Material to process:
====

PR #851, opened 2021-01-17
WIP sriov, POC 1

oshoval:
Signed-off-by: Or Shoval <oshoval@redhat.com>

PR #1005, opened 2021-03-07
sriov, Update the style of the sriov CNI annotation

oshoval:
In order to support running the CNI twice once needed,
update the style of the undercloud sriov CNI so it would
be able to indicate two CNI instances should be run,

====

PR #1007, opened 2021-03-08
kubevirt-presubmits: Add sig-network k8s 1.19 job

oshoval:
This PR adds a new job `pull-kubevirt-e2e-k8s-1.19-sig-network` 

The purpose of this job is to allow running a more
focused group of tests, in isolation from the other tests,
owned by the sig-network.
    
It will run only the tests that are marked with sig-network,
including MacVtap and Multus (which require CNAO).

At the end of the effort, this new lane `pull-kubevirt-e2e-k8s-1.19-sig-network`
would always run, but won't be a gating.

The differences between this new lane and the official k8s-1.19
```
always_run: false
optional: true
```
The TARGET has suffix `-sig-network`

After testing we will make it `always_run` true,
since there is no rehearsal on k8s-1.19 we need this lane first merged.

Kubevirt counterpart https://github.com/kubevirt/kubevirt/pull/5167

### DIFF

====

Work order:
Find the word "lane" in the entries. Copy each line that holds it.

Answer to the exercise:
At the end of the effort, this new lane `pull-kubevirt-e2e-k8s-1.19-sig-network`
The differences between this new lane and the official k8s-1.19
since there is no rehearsal on k8s-1.19 we need this lane first merged.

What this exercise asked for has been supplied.